Section 222(c) requires that carriers use or disclose “individually identifiable” CPNI only in connection with the provision of telecommunications services, though “aggregate customer information” may be disclosed for other purposes. The FCC has applied CPNI rules to voice-based telecommunications services for many years, but this sole and narrow step into FCC regulation of privacy was generally considered a sleepy regulatory backwater subject to very limited FCC enforcement activity … until 2014.
Then things changed in a big way.
In October, 2014, the Commission imposed a $10 million fine on two companies that stored proprietary customer information (e.g., customer, addresses, social security numbers, driver’s licenses, etc.) on two publicly accessible folders on the Internet without password protection or encryption. Six months later, the FCC entered into a $25 million consent decree with AT&T arising from data breaches by employees at a couple of its call centers. As a result of those breaches, propriety information (including names and social security numbers) of more than a quarter of a million customers had been improperly accessed. These cases reflected a dramatic expansion of the Commission’s regulation on the privacy front to cover protection of information beyond purely CPNI; they were, however, limited to traditional telecommunications services.
Nevertheless, they paved the way for a further expansion when, in March, 2015, the Commission (in its Open Internet Order) declared the provision of BIAS to be a Title II telecommunications service, with broadband providers suddenly subject to Section 222’s privacy requirements. The most recent NPRM is one further logical step in that process. By a sort of regulatory accretion, the Commission has moved from a privacy regime regulating a relatively limited set of consumer information held by a relatively limited set of service providers to a regime regulating far broader types of information held by a far broader universe of providers.

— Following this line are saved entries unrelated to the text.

PR #736, opened 2021-11-10
Remove nested null values when parsing Payload

jaserud:
related issue: https://github.com/overture-stack/SONG/issues/737

changes and rationale:
- This PR is adding feature to remove nested null values when parsing a payload
- The reason for doing this is because if we use payload to create an analysis in memory (like [here](https://github.com/overture-stack/SONG/blob/9325cf61a05e2461242235418ea31364392fd71d/song-server/src/main/java/bio/overture/song/server/service/analysis/AnalysisServiceImpl.java#L133)), that analysis could have dynamic fields that are null. However, when we write to db these are not being saved. This leads to inconsistency since analysis in memory has fields that are null, but db save removed them. 
- So, by removing any null fields when we parse the Payload from the submit function, any one using it won't have to deal with the inconsistency

### DIFF
--- a/song-server/src/main/java/bio/overture/song/server/model/dto/Payload.java
+++ b/song-server/src/main/java/bio/overture/song/server/model/dto/Payload.java
@@ -2,16 +2,15 @@ package bio.overture.song.server.model.dto;
 
 import bio.overture.song.core.model.AnalysisTypeId;
 import bio.overture.song.core.model.DynamicData;
+import bio.overture.song.core.utils.JsonUtils;
 import bio.overture.song.server.model.entity.FileEntity;
 import bio.overture.song.server.model.entity.composites.CompositeEntity;
 import com.fasterxml.jackson.annotation.JsonInclude;
+import com.fasterxml.jackson.databind.JsonNode;
+import com.fasterxml.jackson.databind.ObjectMapper;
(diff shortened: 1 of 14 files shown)


song-server/src/main/java/bio/overture/song/server/model/dto/Payload.java
```diff
@@ -21,9 +20,31 @@
...
   private AnalysisTypeId analysisType;
   private List<CompositeEntity> samples;
   private List<FileEntity> files;
+
+  @SneakyThrows
+  public static Payload parse(JsonNode jsonStr) {
+    // convert to hashMap
+    val jsonNode = MAPPER.readValue(jsonStr.toString(), HashMap.class);
+    // writeValueAsString will remove null/empty values from map, including nested
+    val sanitized = MAPPER.writeValueAsString(jsonNode);
```
Buwujiu, line 35: The reason `writeValueAsString` will remove null/empty values is because the `MAPPER`  includes non-null non-empty values as defined in `payloadObjectMapper` method?

jaserud: Yes, that is correct. I guess this comment can be more specific abotu that.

But even if we put aside questions regarding the wisdom or efficacy of the particular proposals advanced by the FCC, the NPRM presents a much bigger question: should the FCC be significantly expanding its privacy regulatory regime? And it’s that bigger question that has generated a lot of controversy.
Some public interest groups believe that FCC action will bring long needed regulation to an area where consumers are particularly vulnerable and unable to understand or protect their privacy interests. Others believe that the FCC lacks both the experience to intrude with proper sensitivity into such a core part of the U.S. economy and, even more importantly, the statutory authority to do so even if it had the experience. Many in this camp assert that the task should be left to the Federal Trade Commission, which has experience and technical capabilities built up over years of protecting consumer on-line privacy rights.
As attractive as that proposition may seem, however, there’s a major problem with it. Recall that the FCC has ruled that BIAS is a Title II telecommunications service. As a result, Section 5(a)(2) of the Federal Trade Commission Act expressly prohibits the FTC from regulating BIAS (under the common carrier exemption there). The FCC and FTC recently signed a memorandum regarding how they will work cooperatively together, as they have done in the past in matters such as telemarketing and “cramming” of telecommunications services. But at least for the foreseeable future, we can expect the FCC to take the lead on enforcing consumer privacy rights against ISPs based on the proposed rules (or rules very close to those proposed).
Comments on the NPRM are due by May 27, 2016, and reply comments are due by June 27. Comments and replies can be filed electronically through the FCC’s ECFS webpage: refer to Proceeding Number 16-106.